# TASK INSTRUCTIONS
From the records, report how many lines hold the word "replace", with the number as the sole reply.

# SUPPLIED RECORDS
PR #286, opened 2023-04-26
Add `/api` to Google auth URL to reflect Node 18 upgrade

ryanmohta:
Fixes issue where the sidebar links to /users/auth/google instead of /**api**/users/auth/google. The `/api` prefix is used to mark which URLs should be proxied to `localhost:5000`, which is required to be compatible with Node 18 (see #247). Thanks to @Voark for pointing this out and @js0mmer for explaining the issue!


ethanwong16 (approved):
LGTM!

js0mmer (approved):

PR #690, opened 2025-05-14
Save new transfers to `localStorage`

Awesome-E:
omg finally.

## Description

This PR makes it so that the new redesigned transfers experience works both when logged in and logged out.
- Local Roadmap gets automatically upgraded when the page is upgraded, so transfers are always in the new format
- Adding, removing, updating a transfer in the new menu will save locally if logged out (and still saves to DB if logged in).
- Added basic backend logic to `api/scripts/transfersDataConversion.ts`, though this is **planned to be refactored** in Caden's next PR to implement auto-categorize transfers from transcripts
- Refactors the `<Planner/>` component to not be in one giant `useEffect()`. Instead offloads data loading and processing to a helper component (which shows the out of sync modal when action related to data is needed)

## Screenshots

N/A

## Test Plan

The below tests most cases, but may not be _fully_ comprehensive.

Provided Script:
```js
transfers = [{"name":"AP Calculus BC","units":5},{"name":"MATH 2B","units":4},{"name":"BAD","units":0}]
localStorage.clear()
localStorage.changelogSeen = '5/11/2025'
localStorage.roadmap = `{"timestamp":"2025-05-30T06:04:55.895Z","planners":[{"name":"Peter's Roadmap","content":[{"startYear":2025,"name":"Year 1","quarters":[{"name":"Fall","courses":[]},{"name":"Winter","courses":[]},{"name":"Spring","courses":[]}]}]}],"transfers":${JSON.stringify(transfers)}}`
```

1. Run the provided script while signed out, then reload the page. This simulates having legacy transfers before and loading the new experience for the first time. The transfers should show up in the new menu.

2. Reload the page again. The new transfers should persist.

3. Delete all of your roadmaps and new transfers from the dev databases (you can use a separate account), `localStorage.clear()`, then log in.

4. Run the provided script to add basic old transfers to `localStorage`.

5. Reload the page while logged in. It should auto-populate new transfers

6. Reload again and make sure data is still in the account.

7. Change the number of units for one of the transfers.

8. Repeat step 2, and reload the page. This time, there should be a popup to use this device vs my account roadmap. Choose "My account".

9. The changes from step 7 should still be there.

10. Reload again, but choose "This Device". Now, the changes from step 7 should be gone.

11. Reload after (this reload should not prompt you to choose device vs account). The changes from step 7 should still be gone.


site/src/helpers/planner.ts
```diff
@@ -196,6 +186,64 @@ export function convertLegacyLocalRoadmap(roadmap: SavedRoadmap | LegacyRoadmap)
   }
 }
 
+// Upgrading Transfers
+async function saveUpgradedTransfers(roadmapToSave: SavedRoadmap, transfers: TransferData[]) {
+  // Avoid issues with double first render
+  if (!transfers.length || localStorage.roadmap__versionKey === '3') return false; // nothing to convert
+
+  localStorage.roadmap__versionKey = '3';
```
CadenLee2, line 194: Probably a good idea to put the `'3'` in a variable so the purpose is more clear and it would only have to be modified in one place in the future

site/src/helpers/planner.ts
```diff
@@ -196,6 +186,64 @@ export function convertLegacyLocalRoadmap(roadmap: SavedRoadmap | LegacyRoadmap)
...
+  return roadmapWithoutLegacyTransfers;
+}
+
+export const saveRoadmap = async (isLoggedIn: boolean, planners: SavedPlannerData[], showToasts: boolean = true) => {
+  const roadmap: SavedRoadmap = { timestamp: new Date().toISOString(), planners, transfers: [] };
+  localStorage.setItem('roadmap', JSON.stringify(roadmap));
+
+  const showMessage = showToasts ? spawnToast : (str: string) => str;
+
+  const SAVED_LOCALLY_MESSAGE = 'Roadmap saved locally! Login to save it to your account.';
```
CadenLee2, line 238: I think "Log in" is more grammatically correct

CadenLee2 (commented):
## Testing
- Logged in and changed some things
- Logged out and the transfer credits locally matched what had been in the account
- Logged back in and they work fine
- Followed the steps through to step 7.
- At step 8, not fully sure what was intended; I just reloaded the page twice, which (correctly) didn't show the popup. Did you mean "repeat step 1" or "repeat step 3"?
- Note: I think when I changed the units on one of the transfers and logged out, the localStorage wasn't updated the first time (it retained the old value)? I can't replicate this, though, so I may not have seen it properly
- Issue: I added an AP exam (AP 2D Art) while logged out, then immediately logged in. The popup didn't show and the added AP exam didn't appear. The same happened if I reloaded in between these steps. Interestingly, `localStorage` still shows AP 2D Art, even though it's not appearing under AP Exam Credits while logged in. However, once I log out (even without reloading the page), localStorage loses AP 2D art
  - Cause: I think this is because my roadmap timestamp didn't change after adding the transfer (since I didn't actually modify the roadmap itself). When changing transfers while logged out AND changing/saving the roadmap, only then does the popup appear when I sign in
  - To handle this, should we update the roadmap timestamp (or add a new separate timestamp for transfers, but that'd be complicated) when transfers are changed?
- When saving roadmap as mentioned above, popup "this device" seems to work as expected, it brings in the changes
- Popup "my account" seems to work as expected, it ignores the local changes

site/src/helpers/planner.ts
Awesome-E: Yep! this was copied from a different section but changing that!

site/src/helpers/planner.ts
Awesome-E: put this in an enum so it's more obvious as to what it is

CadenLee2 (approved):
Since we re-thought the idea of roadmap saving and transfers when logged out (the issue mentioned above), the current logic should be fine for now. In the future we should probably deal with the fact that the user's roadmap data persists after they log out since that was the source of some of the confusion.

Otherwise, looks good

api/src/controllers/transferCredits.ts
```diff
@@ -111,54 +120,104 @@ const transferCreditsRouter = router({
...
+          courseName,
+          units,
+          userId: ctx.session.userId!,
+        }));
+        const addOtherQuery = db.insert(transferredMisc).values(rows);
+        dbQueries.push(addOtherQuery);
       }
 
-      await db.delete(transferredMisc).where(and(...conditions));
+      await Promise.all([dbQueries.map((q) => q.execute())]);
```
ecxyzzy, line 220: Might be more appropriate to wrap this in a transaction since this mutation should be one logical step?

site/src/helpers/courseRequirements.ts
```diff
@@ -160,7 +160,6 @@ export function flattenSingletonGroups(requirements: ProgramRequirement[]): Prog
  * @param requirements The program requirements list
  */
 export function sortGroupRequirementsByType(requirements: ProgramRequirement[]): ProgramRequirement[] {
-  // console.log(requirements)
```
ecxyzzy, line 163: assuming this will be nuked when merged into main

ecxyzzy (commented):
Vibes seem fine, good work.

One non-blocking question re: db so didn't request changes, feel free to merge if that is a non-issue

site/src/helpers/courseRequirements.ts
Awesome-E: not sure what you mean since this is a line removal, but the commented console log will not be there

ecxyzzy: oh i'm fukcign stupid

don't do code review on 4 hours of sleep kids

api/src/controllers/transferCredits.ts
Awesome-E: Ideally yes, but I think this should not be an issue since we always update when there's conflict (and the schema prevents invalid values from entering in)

--

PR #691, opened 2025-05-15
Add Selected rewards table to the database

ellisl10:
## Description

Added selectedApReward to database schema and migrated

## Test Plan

--

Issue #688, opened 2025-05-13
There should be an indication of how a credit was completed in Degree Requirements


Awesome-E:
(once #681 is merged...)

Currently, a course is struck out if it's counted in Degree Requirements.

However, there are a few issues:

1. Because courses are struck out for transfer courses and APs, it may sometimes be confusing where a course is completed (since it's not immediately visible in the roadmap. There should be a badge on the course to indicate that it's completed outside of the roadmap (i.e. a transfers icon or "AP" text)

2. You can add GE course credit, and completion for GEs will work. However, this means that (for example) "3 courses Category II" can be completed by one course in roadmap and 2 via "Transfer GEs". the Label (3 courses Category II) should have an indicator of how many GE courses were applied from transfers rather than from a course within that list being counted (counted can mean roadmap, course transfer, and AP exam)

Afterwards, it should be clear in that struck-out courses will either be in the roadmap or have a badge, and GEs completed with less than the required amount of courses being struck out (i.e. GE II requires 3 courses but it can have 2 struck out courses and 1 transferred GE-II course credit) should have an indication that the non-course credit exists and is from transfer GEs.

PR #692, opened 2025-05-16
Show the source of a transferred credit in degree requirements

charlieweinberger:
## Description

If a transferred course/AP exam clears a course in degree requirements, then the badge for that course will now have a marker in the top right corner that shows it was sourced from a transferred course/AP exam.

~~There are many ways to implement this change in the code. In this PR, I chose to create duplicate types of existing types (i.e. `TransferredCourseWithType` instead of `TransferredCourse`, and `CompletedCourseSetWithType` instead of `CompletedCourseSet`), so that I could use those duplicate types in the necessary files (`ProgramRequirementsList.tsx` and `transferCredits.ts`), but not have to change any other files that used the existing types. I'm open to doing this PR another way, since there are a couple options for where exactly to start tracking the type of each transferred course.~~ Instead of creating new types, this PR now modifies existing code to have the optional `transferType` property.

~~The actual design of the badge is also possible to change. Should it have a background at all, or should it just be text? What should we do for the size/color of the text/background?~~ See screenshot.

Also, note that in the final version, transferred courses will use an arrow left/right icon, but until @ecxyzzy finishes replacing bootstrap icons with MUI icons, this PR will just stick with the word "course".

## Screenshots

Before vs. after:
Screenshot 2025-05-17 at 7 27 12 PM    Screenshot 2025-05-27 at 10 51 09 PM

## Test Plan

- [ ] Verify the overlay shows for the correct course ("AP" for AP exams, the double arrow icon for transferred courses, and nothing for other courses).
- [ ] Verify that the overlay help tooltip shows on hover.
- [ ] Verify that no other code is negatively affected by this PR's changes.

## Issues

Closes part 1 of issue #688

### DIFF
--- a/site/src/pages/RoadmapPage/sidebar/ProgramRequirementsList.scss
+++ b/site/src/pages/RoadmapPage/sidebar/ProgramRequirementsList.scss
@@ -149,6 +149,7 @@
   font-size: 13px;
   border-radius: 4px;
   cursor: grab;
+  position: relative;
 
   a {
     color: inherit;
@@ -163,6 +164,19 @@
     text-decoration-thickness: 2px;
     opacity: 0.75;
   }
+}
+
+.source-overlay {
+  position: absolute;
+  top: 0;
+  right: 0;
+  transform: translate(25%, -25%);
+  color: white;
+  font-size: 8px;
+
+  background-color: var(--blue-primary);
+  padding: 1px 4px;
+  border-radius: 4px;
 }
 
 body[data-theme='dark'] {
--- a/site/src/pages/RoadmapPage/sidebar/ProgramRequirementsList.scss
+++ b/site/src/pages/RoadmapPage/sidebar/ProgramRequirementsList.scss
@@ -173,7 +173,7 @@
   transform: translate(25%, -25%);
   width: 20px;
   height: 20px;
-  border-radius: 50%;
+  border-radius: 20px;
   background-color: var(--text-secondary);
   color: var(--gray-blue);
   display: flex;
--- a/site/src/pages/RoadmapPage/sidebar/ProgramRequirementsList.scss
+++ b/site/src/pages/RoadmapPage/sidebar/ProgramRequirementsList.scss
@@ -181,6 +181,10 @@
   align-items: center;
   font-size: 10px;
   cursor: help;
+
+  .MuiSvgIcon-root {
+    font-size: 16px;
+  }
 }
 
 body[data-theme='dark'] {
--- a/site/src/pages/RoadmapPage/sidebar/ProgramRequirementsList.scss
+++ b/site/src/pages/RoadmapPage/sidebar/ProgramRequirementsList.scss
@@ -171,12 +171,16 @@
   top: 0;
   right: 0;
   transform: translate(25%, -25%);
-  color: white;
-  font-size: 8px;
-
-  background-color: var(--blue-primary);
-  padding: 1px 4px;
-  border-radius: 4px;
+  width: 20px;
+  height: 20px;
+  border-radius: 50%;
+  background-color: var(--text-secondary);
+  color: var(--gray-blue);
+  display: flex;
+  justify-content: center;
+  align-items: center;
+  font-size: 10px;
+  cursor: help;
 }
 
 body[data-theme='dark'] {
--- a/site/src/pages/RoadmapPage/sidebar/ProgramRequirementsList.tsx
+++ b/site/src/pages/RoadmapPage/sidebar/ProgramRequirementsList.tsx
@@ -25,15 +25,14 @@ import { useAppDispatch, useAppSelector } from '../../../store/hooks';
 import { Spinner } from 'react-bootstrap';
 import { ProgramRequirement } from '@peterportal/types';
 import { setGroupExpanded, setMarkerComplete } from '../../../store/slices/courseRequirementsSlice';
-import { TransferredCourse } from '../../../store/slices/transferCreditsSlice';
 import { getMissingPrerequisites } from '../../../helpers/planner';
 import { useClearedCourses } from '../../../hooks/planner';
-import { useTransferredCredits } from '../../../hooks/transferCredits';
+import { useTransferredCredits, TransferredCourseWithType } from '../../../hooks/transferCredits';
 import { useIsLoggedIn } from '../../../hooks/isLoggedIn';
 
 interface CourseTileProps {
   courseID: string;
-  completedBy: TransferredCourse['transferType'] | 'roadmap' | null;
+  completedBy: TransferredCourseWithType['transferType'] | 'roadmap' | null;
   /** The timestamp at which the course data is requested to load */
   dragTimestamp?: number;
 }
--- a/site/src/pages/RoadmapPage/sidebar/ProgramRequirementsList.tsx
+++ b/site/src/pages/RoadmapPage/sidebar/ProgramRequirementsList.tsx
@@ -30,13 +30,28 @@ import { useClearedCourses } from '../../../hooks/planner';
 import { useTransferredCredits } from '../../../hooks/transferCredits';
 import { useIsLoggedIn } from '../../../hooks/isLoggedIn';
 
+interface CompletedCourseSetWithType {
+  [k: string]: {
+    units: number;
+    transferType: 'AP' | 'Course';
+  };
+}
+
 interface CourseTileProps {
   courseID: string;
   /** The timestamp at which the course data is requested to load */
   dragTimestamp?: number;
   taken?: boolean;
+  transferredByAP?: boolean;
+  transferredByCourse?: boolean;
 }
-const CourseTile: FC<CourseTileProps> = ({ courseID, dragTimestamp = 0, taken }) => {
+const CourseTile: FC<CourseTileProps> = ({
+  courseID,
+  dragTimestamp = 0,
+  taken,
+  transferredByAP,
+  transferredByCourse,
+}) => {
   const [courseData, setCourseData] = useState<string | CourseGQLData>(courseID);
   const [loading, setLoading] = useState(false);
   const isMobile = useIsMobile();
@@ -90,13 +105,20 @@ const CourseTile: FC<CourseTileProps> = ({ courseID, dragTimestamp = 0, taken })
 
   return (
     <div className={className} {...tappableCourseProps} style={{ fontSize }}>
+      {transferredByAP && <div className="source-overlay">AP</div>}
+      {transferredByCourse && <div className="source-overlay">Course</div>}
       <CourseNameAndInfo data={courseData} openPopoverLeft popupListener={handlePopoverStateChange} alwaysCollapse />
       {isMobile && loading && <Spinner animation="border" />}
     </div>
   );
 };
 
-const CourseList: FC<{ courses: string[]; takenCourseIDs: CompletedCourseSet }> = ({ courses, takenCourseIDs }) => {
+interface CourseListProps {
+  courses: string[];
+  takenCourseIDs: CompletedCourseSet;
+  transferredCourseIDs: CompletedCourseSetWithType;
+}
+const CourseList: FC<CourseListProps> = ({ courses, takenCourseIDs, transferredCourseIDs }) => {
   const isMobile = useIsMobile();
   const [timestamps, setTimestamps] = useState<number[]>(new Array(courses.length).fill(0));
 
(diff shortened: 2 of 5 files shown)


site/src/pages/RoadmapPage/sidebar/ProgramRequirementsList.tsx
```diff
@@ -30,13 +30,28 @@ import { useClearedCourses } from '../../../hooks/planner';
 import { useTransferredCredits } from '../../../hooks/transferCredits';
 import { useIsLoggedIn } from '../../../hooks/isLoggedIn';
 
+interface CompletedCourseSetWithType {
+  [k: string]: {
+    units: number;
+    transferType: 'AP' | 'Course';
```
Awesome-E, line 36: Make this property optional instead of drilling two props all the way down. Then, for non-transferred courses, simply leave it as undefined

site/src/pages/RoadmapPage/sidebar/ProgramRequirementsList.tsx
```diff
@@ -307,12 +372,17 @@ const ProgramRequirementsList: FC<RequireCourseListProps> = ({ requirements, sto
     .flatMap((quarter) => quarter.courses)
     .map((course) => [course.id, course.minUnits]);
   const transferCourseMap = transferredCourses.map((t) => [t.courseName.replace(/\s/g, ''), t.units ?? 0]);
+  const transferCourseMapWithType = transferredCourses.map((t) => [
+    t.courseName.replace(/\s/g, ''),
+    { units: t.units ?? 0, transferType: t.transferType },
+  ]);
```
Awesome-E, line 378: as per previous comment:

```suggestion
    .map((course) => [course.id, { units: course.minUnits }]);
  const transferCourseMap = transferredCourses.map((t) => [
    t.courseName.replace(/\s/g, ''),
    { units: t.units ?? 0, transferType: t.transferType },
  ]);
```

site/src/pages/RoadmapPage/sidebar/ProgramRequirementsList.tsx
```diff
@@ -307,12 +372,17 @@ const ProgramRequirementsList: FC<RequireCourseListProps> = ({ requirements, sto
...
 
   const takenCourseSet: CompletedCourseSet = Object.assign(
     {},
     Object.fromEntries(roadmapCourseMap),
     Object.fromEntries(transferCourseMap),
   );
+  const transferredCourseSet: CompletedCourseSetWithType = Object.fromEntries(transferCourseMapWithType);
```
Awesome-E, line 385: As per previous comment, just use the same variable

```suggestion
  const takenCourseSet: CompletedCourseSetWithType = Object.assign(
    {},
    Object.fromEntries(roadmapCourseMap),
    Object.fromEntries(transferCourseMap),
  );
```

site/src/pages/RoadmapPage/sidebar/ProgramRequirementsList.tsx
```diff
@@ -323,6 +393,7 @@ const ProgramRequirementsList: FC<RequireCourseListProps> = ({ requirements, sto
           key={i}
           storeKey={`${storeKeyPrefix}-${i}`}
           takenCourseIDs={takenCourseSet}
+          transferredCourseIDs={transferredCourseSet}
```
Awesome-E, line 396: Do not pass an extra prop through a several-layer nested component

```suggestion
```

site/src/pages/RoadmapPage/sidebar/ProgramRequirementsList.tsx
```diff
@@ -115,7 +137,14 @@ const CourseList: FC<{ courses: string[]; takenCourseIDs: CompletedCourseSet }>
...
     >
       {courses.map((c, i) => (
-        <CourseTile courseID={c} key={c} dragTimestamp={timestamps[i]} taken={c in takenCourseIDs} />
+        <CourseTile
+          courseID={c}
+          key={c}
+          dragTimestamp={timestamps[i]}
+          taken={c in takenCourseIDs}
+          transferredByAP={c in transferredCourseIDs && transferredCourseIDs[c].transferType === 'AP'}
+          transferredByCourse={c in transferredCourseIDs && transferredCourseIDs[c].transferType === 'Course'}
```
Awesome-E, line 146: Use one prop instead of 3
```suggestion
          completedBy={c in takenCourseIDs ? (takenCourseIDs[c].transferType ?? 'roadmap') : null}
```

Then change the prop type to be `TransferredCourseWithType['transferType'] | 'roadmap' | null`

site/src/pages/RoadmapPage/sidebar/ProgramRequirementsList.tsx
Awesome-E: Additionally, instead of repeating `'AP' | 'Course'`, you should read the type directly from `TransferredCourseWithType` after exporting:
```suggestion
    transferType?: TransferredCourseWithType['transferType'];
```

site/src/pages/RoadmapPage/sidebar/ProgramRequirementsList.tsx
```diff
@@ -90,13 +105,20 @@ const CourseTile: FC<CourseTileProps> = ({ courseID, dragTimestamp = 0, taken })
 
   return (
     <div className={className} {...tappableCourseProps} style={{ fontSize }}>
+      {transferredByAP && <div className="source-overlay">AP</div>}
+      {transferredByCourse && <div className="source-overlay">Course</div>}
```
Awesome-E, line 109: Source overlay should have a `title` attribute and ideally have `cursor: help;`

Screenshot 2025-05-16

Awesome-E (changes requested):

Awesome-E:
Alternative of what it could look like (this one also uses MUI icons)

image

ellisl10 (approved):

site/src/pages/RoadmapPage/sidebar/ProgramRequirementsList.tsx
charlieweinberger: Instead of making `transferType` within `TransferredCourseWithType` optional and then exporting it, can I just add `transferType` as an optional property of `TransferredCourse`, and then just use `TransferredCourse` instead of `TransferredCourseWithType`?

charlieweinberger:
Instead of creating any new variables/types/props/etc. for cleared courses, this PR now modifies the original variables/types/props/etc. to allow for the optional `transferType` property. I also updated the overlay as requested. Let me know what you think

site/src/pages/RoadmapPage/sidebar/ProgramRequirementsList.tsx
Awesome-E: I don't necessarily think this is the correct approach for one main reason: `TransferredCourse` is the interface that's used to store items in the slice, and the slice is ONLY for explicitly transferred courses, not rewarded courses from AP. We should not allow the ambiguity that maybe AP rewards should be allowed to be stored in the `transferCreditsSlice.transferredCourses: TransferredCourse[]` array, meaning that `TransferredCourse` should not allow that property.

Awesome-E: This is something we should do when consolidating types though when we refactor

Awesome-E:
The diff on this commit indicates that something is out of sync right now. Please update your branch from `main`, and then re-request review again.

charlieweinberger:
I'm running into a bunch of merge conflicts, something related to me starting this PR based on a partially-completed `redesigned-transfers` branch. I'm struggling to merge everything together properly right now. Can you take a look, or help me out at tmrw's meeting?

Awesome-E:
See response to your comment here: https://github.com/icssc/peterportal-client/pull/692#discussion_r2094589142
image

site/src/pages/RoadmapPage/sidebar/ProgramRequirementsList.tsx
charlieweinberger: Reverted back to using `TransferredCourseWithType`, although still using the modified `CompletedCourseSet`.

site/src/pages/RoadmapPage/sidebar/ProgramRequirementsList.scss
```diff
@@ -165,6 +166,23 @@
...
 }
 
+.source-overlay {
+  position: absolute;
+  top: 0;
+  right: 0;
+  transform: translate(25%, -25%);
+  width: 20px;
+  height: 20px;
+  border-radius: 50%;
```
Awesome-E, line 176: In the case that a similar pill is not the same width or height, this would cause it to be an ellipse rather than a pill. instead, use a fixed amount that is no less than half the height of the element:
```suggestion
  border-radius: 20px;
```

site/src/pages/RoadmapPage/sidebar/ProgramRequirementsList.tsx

# RESPONSE BOX
3